I just had to go get a physical the other day. They were stunned. I don’t mind admitting this. Blood pressure, 120 over 70. ‘That can’t be, Rush, you don’t exercise.’ ‘Well, it’s what it was.’ ‘But you don’t exercise.’ ‘I know,’ I say happily. Stress EKG, I get on the treadmill and they hook you up to all the electrodes and so forth. Doctor says, ‘If you start feeling faint, you tell me real quick. The average length of time most people spend on this thing, three minutes, and that’s fine, we want to try to get your heartbeat up to 139, we want to keep it there for as long as we can, but if you have the slightest bit of discomfort, I want you to tell me, we’re going to stop.’ I said, ‘Okay, doc.’ Eight minutes later, with the heartbeat at 149, the doctor says, ‘Okay, that’s enough. I want you to sit down. I want to see what happens to your heart rate after three minutes.’ It got down to 75 beats. He said, ‘It’s not possible.’ ‘You’re the doctor. It’s what it says.’ ‘It’s not possible because you don’t exercise.’ I said, ‘I know,’ proudly. ‘I just don’t like it. If I felt good doing it, I would do it, but I don’t.’ I’ve hated exercise since I could walk. Wish I could still crawl, in fact. But it wouldn’t look good. So it was on to other things, a blood test and all this stuff. Cholesterol — ahem — normal. ‘That can’t be, Rush. You’re a little overweight.’ ‘You’re the doctor. You run the lab. It is what it is.’

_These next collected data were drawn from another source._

PR #1533, opened 2024-09-19
feat: add search bar to nav bar

hroth1994:
### ❓ Type of change

### 📚 Description

Adds a search bar component to the nav bar, currently only for desktop views. 
Adds a prop to the nav bar `showSearch` to enable the search icon. Defaults to `false` as to not affect existing functionality.

### 🥼 Testing

Tested locally at http://localhost:8500/organisms/es-nav-bar - click search icon to open/close, x icon also closes search bar
Screenshot 2024-09-19 at 4 18 25 PM

- General

### 📝 Checklist

### DIFF
--- a/es-vue-base/src/lib-components/EsNavBar.vue
+++ b/es-vue-base/src/lib-components/EsNavBar.vue
@@ -120,7 +120,8 @@
                     <!-- mobile+desktop product menus -->
                     <b-container v-if="searchBarOpen">
                         <div class="row w-100">
-                            <es-nav-bar-search-bar>
+                            <es-nav-bar-search-bar
+                                v-model="searchText">
                                 <template #close>
                                     <es-button
                                         class="position-absolute"
@@ -283,6 +284,7 @@ export default {
     data() {
         return {
             searchBarOpen: false,
+            searchText: '',
         }
     },
     methods: {
--- a/es-vue-base/src/lib-components/EsNavBar.vue
+++ b/es-vue-base/src/lib-components/EsNavBar.vue
@@ -288,7 +288,6 @@ export default {
     methods: {
         toggleSearchBar() {
             this.searchBarOpen = !this.searchBarOpen;
-            console.log(this.searchBarOpen);
         }
     },
     mounted() {
--- a/es-vue-base/src/lib-components/EsNavBar.vue
+++ b/es-vue-base/src/lib-components/EsNavBar.vue
@@ -100,6 +100,17 @@
                                 <slot name="logo" />
                             </template>
                         </es-nav-bar-top-level-menu>
+                        <div v-if="showSearch" class="nav-item d-none d-lg-block pt-100">
+                            <es-button
+                                variant="link"
+                                class="nav-link dropdown-toggle d-none d-lg-flex flex-nowrap py-100"
+                                @click="toggleSearchBar()">
+                                <icon-search
+                                    class="align-self-center account-icon"
+                                    width="20px"
+                                    height="20px" />
+                            </es-button>
+                        </div>
                         <!-- desktop account menu -->
                         <es-nav-bar-account-menu
                             :auth-items="accountContent.loggedIn.items"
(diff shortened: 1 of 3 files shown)


es-vue-base/src/lib-components/EsNavBar.vue
```diff
@@ -100,14 +100,48 @@
                                 <slot name="logo" />
                             </template>
                         </es-nav-bar-top-level-menu>
+                        <div
+                            v-if="showSearch"
+                            class="nav-item d-none d-lg-block pt-100">
+                            <es-button
```
nathanielwarner, line 106: This button needs a focus state so users navigating by keyboard can see when they're on it

nathanielwarner: It also needs an `aria-label`

es-vue-base/src/lib-components/EsNavBar.vue
```diff
@@ -100,14 +100,48 @@
...
+                        <div class="row w-100">
+                            <es-nav-bar-search-bar
+                                v-bind="$attrs"
+                                v-on="$listeners">
+                                <template #close>
+                                    <es-button
+                                        class="position-absolute"
+                                        style="right: 0"
+                                        variant="link"
+                                        @click="toggleSearchBar()">
```
nathanielwarner, line 133: Same feedback for this button

es-vue-base/src/lib-components/EsNavBarSearchBar.vue
```diff
@@ -0,0 +1,38 @@
+<template>
+    <div class="align-items-center w-100 d-flex justify-content-center position-relative">
+        <div class="d-flex align-items-center mx-auto justify-content-center w-100">
+            <es-form-input
```
nathanielwarner, line 4: With ESDS v2, I believe design system components including `EsFormInput` and `EsButton` and `IconSearch` need to be imported to be usable in downstream repos, even though they work in the docs

es-vue-base/src/lib-components/EsNavBarSearchBar.vue
```diff
@@ -0,0 +1,38 @@
...
+                class="mt-3 w-50"
+                v-bind="$attrs"
+                label-sr-only
+                :placeholder="label"
+                v-on="$listeners">
+                <template #prefixIcon>
+                    <icon-search />
+                </template>
+            </es-form-input>
+            <es-button class="ml-50">
```
nathanielwarner, line 15: As of right now, this button can't do anything. I think the easiest way to wire things up from how you have it now is to emit an event from this button (say "searchButtonClicked"), which you can then listen to from the `nav` layout in the docs (or whatever downstream is implementing this). This listener will be responsible for navigating the user to the search results page, most likely passing query parameters which will allow the necessary API call to Algolia to be made. But all you have to worry about in the design system is verifying that the event works, so you could just do a `console.log` or something.

nathanielwarner (changes requested):
Good start on this!

es-vue-base/src/lib-components/EsNavBar.vue
```diff
@@ -100,14 +100,51 @@
...
                             :logged-out="accountContent.loggedOut" />
                     </b-container>
                     <!-- mobile+desktop product menus -->
-                    <b-container class="d-flex flex-lg-nowrap justify-content-lg-end product-menu">
+                    <b-container v-if="searchBarOpen">
+                        <div class="row w-100">
+                            <es-nav-bar-search-bar
+                                v-bind="$attrs"
+                                v-on="$listeners"
+                                @searchButtonClicked="searchButtonClicked">
```
nathanielwarner, line 129: Because we already have `v-on="$listeners"`, we don't need `@searchButtonClicked="searchButtonClicked"` here, and having it results in the event being fired twice.

es-vue-base/src/lib-components/EsNavBarSearchBar.vue
```diff
@@ -0,0 +1,48 @@
+<template>
+    <div class="align-items-center w-100 d-flex justify-content-center position-relative">
+        <div class="d-flex align-items-center mx-auto justify-content-center w-100">
+            <es-form-input
+                id="searchBar"
+                class="mt-3 w-50"
+                v-bind="$attrs"
+                label-sr-only
+                :placeholder="label"
+                v-on="$listeners">
```
nathanielwarner, line 10: Right now clicking "enter" doesn't submit the form, which I imagine is something we want.. We can fix easily by emitting the event when that happens as well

My point here, ladies and gentlemen, not to brag, is that by all that everybody thinks, I should have a foot in the grave right now. Because I don’t exercise, because my weight has fluctuated and I’ve yo-yo’d and I’ve lost a lot and I’ve gained a lot, but it’s based primarily on the fact that I don’t exercise. I said, ‘You know, my grandfather lived to be 104, and he worked until he was 102. And my uncle, still a practicing federal judge, is going to be 80 and looks 65.’ We’ve got some pretty good longevity genes in the family, not everybody, but there are enough to know that there might be a trend there. ‘Well, the genes definitely count,’ the doctor said. Oh, they do? That’s a hell of an admission, genes count. Some people are not as fortunate. Some people have type 2 diabetes when they’re five pounds overweight; some people it takes 20; some people it doesn’t take any being overweight, just getting old. Some people have type 1, have to shoot up insulin. Some people are naturally born with a problem toward heart disease, coronary artery disease, what have you. We’re all going to get something. Something is going to happen to all of us, whether we eat oat bran, whether we take these statins, or what have you. I am not advocating not taking care of yourself, folks, I’m not suggesting that at all. I’m only suggesting that for me, because not taking care of myself has proved extremely beneficial.